Just as the House of Representatives and some interest groups in the country continued to agitate for a reduction in the Monetary Policy Rate (MPR), the Africa Economist/Managing Director, Economic and Market Analysis, Citibank, Mr. David Cowan, has advised the Central Bank of Nigeria (CBN) to be careful in lowering interest rate.
According to Cowan, sending a signal that the restrictive monetary policy regime was over may put pressure on the naira.
Cowan said this while making a presentation at the fourth Eurofinance conference tagged: “Treasury, Risk and Cash Management in West Africa,” held in Lagos Thursday.
The CBN’s Monetary Policy Committee (MPC) which determines interest rate has in the past one year, kept the MPR at 12 per cent, which some analysts, manufacturers and industrialists believed was not favourable to them.
Also the cash reserve requirement (CRR) and the liquidity ratio are currently at 12 per cent and 30 per cent respectively. The naira has been very stable in the past 18 months, just as Nigeria’s external reserves has been upbeat.
But Cowan pointed out that having attracted a lot of inflow into the country as a result of its tight monetary policy stance, the central bank must be careful in in relaxing interest rate so as not to hurt the economy.
He explained: “The problem is that when you increase interest rate and it attracts inflow. But when you want to ease rate, it is quite problematic.

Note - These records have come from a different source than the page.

PR #870, opened 2022-02-25
make puids stable across scenarios [MARXAN-1242]

hotzevzl:
https://vizzuality.atlassian.net/browse/MARXAN-1242

This PR specifically addresses the "stable" part of the story's requirements.

### DIFF
--- a/api/apps/api/src/modules/scenarios/planning-units/scenario-planning-units-linker-service.ts
+++ b/api/apps/api/src/modules/scenarios/planning-units/scenario-planning-units-linker-service.ts
@@ -171,6 +171,37 @@ export class ScenarioPlanningUnitsLinkerService {
     // upstream yet, and since the frontend app will (should) always send all
     // that is needed, this should be fine for a first pass.
     if (queryPartsForLinker) {
+      /**
+       * @debt Ordering `planning_units_geom` by uuid will ensure that every
+       * time a scenario is created from the same project, its planning units
+       * will be selected in the same order, therefore making the `puid`
+       * attribute of each planning unit stable across all the scenarios of the
+       * same project.
+       *
+       * This could be done more robustly by linking planning units _to
+       * projects_, so that puids can be assigned at that moment, and then
+       * propagated to individual scenarios. However, this is an intrusive
+       * change that will affect many parts of the API which should be avoided
+       * at this stage.
+       *
+       * Without this ordering (the initial implementation did not enforce an
+       * order), planning units would be selected in database order, and so
+       * their `puid` attribute _may_ be stable in most cases, except when any
+       * query updates relevant rows of `planning_units_geom`, which may result
+       * in the database order to be changed.
+       *
+       * Even with ordering, this setup relies on some assumptions that should
+       * be ignored in practice for the time being, such as that no updates to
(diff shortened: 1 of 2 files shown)


hotzevzl:
I have thought about adding an e2e test that creates two scenarios and checks that the resulting PUs in each of them all have the same `puid`, but... for the reasons explained in the inline comment in the changed bit of code, this test would have passed even before this change, so short of purposefully tampering with the data in the db, it will just test that PostgreSQL doesn't change row ordering randomly...

api/apps/api/src/modules/scenarios/planning-units/scenario-planning-units-linker-service.ts
```diff
@@ -171,11 +171,47 @@ export class ScenarioPlanningUnitsLinkerService {
...
+       * `planning_unit_geom` rows to be selected for scenarios created after a
+       * GADM geometries update. As ingesting GADM data is an ETL operation that
+       * is currently supposed to be done only once at the time a Marxan Cloud
+       * instance is set up, the logic below should still be sound, but it would
+       * need to be revisited if assumptions we rely on change.
+       */
+      const query = `
+                     with pug as (
+                       select * from planning_units_geom
+                       order by id
```
aciddaute, line 208: By ordering by `id` property we've stabilized puids across scenarios in the same Marxan instance but we need to ensure that those puids are equal in different Marxan instances in order to successfully import planning area grid. When planning area grid import piece has to be processed we only know old puid and geometry id for each planning unit. We need a mechanism to link the same exact geometry to the same data, if we order by the `id` property we cannot assume that the order (and therefore, the puid) of the geometries will be the same, because the `id` property of the geometries in the target Marxan instance will be automatically generated when importing planning units geometries. We've in mind two possible solutions:

1. Share geometries ids across different Marxan instances. When importing planning units geometries we could insert the same uuids for each record
2. Instead of ordering by id, we can order by `the_geom_hash` column, as it will be the same value across different Marxan instances

We can discuss later the drawbacks of these solutions and see if together we can find a better one

hotzevzl: excellent point. ULIDs or UUIDv7 could help here, but besides not being widely supported (nor even finalised, in the case of the UUIDv7 RFC), I can foresee trouble with subtle details related to timing of db insertion, etc.

I'd say we could order by hash, *or* go back to the idea of compiling a "master" list of PUs with their associated stable puid at the time of creation of a first scenario (`projects_pu`) and derive all the `scenarios_pu_data` for all the successive scenarios from this one (I'd be inclined towards this second option as the first one may still give us some trouble in the future if geoms are somehow adjusted 🤔)

aciddaute: I see the PUs list solution as the better one, but I think that those lists should be generated when a project is created instead of when the first scenario is created 🤔

aagm (approved):

hotzevzl:
closing as this was implemented fully through the recent project/scenario/pu linking refactor (https://vizzuality.atlassian.net/browse/MARXAN-1337)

Nigeria’s high interest rate has attracted a large amount of inflow into the country and those funds may want to leave at some point.
“How you manage that without putting your currency under pressure is what is complicated. But in the Nigerian context, the central bank has built up reserves to control that, if it is going to happen.
“There is one lesson Africa interestingly learnt last year about its currencies. If an African government wants to keep its currency stable, it really jerks up interest rate because in the global economy, high interest rate will attract more foreign inflows and allows currency stability.”
He argued that the Nigerian financial market had recorded over $5 billion inflow since last year, saying that the figure might increase to about $10 billion by the end of the year.
Cowan who predicted that the naira is going to be stable this year, also argued that the local currency may come under pressure next year.
“By the time we get to 2014, which is a pre-election year, the fiscal consolidation which has been achieved is going to come under some pressure. I think we might see some changes in the management of the central bank which I think may stall some confidence in the system.
“If you look at Nigeria’s growth story, what you see is that oil production is stagnated, but the rest of the economy has been growing quite faster. What that does is that it drives the increase demand for forex,” he said.
He disclosed that a lot of economies across the globe were going through economic re-balancing.
According to Cowan, lots of projections that the United States would become a net oil exporter by next decade, there would be a fundamental change in supply and demand in the international oil market.